Saved entries:
----------
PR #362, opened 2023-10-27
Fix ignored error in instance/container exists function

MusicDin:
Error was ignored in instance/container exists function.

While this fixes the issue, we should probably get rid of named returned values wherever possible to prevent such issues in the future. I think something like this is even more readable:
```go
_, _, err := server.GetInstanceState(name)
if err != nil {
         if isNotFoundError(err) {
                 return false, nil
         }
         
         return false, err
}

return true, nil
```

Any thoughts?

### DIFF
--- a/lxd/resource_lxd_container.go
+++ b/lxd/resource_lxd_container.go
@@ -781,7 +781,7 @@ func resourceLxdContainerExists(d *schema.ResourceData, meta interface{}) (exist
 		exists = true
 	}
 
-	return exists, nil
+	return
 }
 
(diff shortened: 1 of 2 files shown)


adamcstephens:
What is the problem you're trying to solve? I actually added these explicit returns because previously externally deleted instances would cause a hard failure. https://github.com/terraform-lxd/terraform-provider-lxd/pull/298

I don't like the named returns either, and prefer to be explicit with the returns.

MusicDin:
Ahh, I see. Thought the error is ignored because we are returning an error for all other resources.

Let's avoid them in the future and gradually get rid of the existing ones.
----------
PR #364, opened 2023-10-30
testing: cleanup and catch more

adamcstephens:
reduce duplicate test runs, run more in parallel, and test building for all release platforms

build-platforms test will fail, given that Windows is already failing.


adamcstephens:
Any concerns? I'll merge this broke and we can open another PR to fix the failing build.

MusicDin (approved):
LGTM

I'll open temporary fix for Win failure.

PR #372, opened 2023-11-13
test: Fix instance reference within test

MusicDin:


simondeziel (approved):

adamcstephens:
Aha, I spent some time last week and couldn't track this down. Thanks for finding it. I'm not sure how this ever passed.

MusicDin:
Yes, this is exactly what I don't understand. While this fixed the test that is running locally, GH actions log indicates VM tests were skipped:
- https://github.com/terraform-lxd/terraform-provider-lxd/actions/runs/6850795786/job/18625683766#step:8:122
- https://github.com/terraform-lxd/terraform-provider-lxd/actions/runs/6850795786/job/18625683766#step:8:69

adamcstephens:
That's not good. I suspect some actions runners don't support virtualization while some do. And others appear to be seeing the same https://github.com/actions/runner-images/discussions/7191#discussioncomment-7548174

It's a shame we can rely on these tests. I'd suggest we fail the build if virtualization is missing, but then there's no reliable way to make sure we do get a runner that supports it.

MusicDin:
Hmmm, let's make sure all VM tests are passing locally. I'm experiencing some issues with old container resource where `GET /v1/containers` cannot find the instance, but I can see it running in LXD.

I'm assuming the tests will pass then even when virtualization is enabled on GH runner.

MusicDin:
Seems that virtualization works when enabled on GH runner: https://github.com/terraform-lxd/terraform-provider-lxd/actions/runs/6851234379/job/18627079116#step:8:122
----------
• _Assignment_: From the line that has "Fix ignored error" through the line that has "Let's avoid them", copy every line exactly as it appears above, and leave out all others.

• _Task solution_:
Fix ignored error in instance/container exists function

MusicDin:
Error was ignored in instance/container exists function.

While this fixes the issue, we should probably get rid of named returned values wherever possible to prevent such issues in the future. I think something like this is even more readable:
```go
_, _, err := server.GetInstanceState(name)
if err != nil {
         if isNotFoundError(err) {
                 return false, nil
         }
         
         return false, err
}

return true, nil
```

Any thoughts?

### DIFF
--- a/lxd/resource_lxd_container.go
+++ b/lxd/resource_lxd_container.go
@@ -781,7 +781,7 @@ func resourceLxdContainerExists(d *schema.ResourceData, meta interface{}) (exist
 		exists = true
 	}
 
-	return exists, nil
+	return
 }
 
(diff shortened: 1 of 2 files shown)


adamcstephens:
What is the problem you're trying to solve? I actually added these explicit returns because previously externally deleted instances would cause a hard failure. https://github.com/terraform-lxd/terraform-provider-lxd/pull/298

I don't like the named returns either, and prefer to be explicit with the returns.

MusicDin:
Ahh, I see. Thought the error is ignored because we are returning an error for all other resources.

Let's avoid them in the future and gradually get rid of the existing ones.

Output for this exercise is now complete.